Make. A. Damn. Decision.

BJ Armstrong has, among other writings, a nice little piece on Admiral William Sims over at USNI Blog, which includes this wonderful snippet:

Sims had the ability, essential to a naval officer, of making decisions and making them quickly if necessary. He expected the same of those under him. There are several versions of a story which illustrates this characteristic. The captain of a destroyer on his way from Newport to Charleston sent this dispatch to Sims, whose flagship was anchored in Chesapeake Bay. “My starboard engine is disabled, shall I continue to Charleston under one engine or put in to Lynnhaven Roads and effect repairs?” Promptly came the answer from Sims, “Yes.” The puzzled skipper sent another dispatch saying he did not understand and repeated his original query. This time, equally promptly came the reply, “No.” I once intercepted a message from Sims to one of his destroyer captains tersely instructing the officer, “Don’t ask questions, act.”

One of the most difficult things to instill in a leader is decisiveness. Much is written about the need for leaders to inspire teams, and establish goals and build consensus and whatnot. And those are indeed facets of leadership. But one key task a leader must execute is to simply make a decision.

Make. A. Damn. Decision.

That’s not to say that decisions should be made rashly. As in so much else, the Army has a process to support decision making, named, rather unimaginatively The Military Decision Making Process.

Copy/Pasta from Wiki:

  1. Receipt of Mission
  2. Mission Analysis
  3. Course of action (COA) Development
  4. COA Analysis (aka Wargaming)
  5. COA Comparison
  6. COA Approval
  7. Orders Production

That seems simple enough. You receive a mission from your higher headquarters, figure out what it is exactly you are to accomplish, and kick around different possible ways to accomplish the mission. Decide which plan to go with, then put the word out to everyone how to go about it.

Ah… if only…

[scribd id=255476045 key=key-DXhKZ4pANMqLNh3iTqAT mode=scroll]
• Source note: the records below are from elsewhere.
PR #236, opened 2022-06-16
Use Duration instead of integer for mocked time to minimize unit conversion errors

TheQuantumPhysicist:


chainstate/src/detail/block_index_history_iter.rs
```diff
@@ -64,17 +64,18 @@ mod tests {
...
-            let mut chainstate = Chainstate::new(chain_config.clone(), storage, None).unwrap();
+            let mut chainstate =
+                Chainstate::new(chain_config.clone(), storage, None, None).unwrap();
 
             // put three blocks in a chain after genesis
             let block1 = Block::new(
                 vec![],
                 Some(Id::new(&chainstate.chain_config.genesis_block_id().get())),
-                time::get() as u32,
+                time::get().as_secs() as u32,
```
stanislav-tkach, line 78: It isn't directly related to this PR,  but maybe we want for `Block::new` to accept `Duration` instead of `u32` in order to get rid of all these `time::get().as_secs() as u32`?

TheQuantumPhysicist: That's going to be the next step. This is just the beginning. There will be a BlockTimestamp type that will solve this problem.

One step at a time ;-)

muursh (approved):
No issues from me

common/src/primitives/time.rs
```diff
@@ -17,48 +17,52 @@
 #![allow(unused, dead_code)]
 use lazy_static::lazy_static;
 use logging::log;
-use std::sync::atomic::{AtomicI64, Ordering};
-use std::time::SystemTime;
+use std::sync::atomic::{AtomicU64, Ordering};
+use std::time::{Duration, SystemTime};
+
+fn duration_to_int(d: &Duration) -> Result<u64, Box<dyn std::error::Error>> {
```
iljakuklic, line 23: Out of curiosity: why a boxed error?

iljakuklic (approved):

common/src/primitives/time.rs
TheQuantumPhysicist: Btw, this is the idiomatic way to make generic errors in rust. I'm not sure this idea is already on the table before answering before.

PR #238, opened 2022-06-16
all: Change some `unwrap()` calls to `expect()`

iljakuklic:


common/src/chain/config.rs
```diff
@@ -442,34 +431,7 @@ pub fn create_unit_test_config() -> ChainConfig {
...
-        (10, "0"),
-    ];
-
-    let emission_schedule = emission_schedule_from_yearly(
-        &subsidy_per_block_in_year_n_str,
-        &target_block_spacing,
-        coin_decimals,
-        Some(expected_total_block_subsidy),
-    );
+    let (target_block_spacing, coin_decimals, emission_schedule) = mainnet_emission_schedule();
```
TheQuantumPhysicist, line 434: This needs to be overhauled in a different way. There has to be a module for the emission schedule and all its details (I mentioned that in a comment somewhere in this file). I don't mind making this change now, but this is just temporary.

TheQuantumPhysicist:
If you'd like to clean this up, there are like 4 different instantiation methods of nets. We should probably have less. One for mainnet, which is constant and takes only as parameters things that we'll parametrize in command line arguments, and a builder for other testing stuff.

TheQuantumPhysicist:
Btw, the unwrap here I didn't care about because this is the first thing to be executed in the program and it can be tracked easily. I was hoping to make the code as concise as possible. I don't mind moving everything to expect, though.

iljakuklic:
> Btw, the unwrap here I didn't care about because this is the first thing to be executed in the program and it can be tracked easily. I was hoping to make the code as concise as possible. I don't mind moving everything to expect, though.

Was getting annoying clippy warnings so wanted to address this in some way. I don't mind to just selectively disable the unwrap linter in some of these cases, using `#[allow()]`. I was going by the heuristic of `unwrap` being in testing code only

iljakuklic:
> > Btw, the unwrap here I didn't care about because this is the first thing to be executed in the program and it can be tracked easily. I was hoping to make the code as concise as possible. I don't mind moving everything to expect, though.
> 
> Was getting annoying clippy warnings so wanted to address this in some way. I don't mind to just selectively disable the unwrap linter in some of these cases, using `#[allow()]`. I was going by the heuristic of `unwrap` being in testing code only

One of the possible traps of MDMP may be familiar to many outside the military- paralysis by analysis. It’s very easy for staffs and commanders to focus on the Process part of MDMP and forget the whole point is the Decision part.

Another problem is, some people are simply afraid to commit themselves to a course of action. Every decision has consequences, sometimes good, sometimes bad. Indeed, usually there are both good and bad consequences to making a decision. There is always a desire to gain one more piece of information, examine one more possible course of action. And so, they fail to decide. Which is a decision all its own.

Which brings us to this:

“By the spring of 2014, the ISIS captors, we’re told, felt so confident in their situation that there was very little visible security around the hostages. And by May, eight Western hostages were held together in one location,” Herridge said.

Via Ace.

There may well have been issues that argued against attempting a rescue of Ms. Mueller and the other hostages. Hostage rescue attempts are very high risk under the best of circumstances. But, at least in hindsight, the risks certainly are less than the near certainty of execution at the hands of Islamic fiends. One finds it difficult, especially in light of the dithering shown by Obama in authorizing the raid on the Bin Laden compound, to believe that Obama made a rational decision to not attempt a rescue, but instead simply made the default decision to do nothing.
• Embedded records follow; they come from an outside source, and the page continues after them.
PR #1095, opened 2023-07-28
Remove the disconnected by user flag (p2p)

pavel-kokolemin:
There is another reason why the node might get isolated. We use a fairly small timeout before disconnecting peers for ignoring header/block requests (5 seconds). Sometimes busy nodes get disconnected for this reason. This is not a big problem in itself, but there is another bug when such disconnected nodes are flagged as "disconnected by user". This flag prevents reconnects and may look like the node is banned. Let's remove this flag completely, as it duplicates the functionality provided by the ban API.

### DIFF
--- a/p2p/src/peer_manager/mod.rs
+++ b/p2p/src/peer_manager/mod.rs
@@ -661,12 +661,7 @@ where
             let resp_ch = self.pending_disconnects.remove(&peer_id).flatten();
 
             if peer.role == Role::Outbound {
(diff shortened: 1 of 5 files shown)


iljakuklic (approved):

8 thoughts on “Make. A. Damn. Decision.”

  1. Do-gooder Eloi who would never have been captured if they’d stayed the hell away from the Middle East like any sane American civilian would are not worth the bones of a single American grenadier.

  2. Many people who are unable to make a decision are that way because their supervisors/superiors/seniors/whatever have thumped them too many times for making decisions that they wouldn’t have made, and find themselves second-guessed. On a separate note, the MDMP is not really for deciding whether to act or not, but to find the most effective plan for action, once action is decided upon.

    1. The current Decider doesn’t have that problem. He has not been thumped for making decisions. He has simply never had to make a decision, and has never been held accountable for the quality or timeliness of anything he does or does not do. Not even in the past six years, God help us all.

  3. ALWAYS have a throw away COA in MDMP. Example- Alpha Co will initiate a rhinoceros stampede in the vicinity and direction of the enemy MLR. Said stampede will clear all obstacles and degrade enemy capabilities NLT 62.5% allwoing friendly freedom of maneuver.
    When questioned as to where Alpha Co will procure said rhinoceroses (rhinoceri?) simply state “Significant challenges exist” or “Analytical rigor has not been completed”

    1. HAHAHAHAHAHA!!! I think I will invoke the rhino stampede COA this afternoon! It ought to be in the JP 5-0!

  4. For another take on the decision making process, check out “Sources of Power: How People Make Decisions”. The author interviewed people who had to make decisions under stress, like firemen and first responders, and offers an alternative to the classic MDMP.

    1. To be fair, MDMP is not the model for making decisions at lower levels below, say, battalion level. That’s an artifact both of the fact that lower levels don’t have staffs, and of the time generally available for decision making. A battalion might have 24 hours to staff a problem. That’s more than enough time to run MDMP.